━━━ DATA TO USE ━━━

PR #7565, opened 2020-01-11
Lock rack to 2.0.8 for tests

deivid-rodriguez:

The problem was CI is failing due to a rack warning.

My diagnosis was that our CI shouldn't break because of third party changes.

━━━
━━━ DATA TO USE ━━━

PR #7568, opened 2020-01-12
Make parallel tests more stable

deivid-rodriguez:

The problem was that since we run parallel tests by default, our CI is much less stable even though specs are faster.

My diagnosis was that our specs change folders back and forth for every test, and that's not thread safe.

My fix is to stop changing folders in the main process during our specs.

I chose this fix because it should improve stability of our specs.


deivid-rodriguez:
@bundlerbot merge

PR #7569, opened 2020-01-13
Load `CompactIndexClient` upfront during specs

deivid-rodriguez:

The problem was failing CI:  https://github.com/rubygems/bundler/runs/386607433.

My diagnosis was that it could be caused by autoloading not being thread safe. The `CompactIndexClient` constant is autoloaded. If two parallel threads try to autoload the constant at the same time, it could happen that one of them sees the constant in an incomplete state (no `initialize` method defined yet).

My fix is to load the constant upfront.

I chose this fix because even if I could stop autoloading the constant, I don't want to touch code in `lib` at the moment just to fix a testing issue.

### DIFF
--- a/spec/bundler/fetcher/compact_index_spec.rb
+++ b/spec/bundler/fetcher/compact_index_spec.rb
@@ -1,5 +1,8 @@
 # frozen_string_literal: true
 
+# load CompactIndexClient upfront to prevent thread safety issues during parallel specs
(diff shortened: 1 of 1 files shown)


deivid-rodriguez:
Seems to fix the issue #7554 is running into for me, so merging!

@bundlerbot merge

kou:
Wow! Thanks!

━━━

Copy out only the lines above from the one with "PR #7565, opened 2020-01-11" to the one with "My diagnosis was that our CI", inclusive, exactly as they stand.

PR #7565, opened 2020-01-11
Lock rack to 2.0.8 for tests

deivid-rodriguez:

The problem was CI is failing due to a rack warning.

My diagnosis was that our CI shouldn't break because of third party changes.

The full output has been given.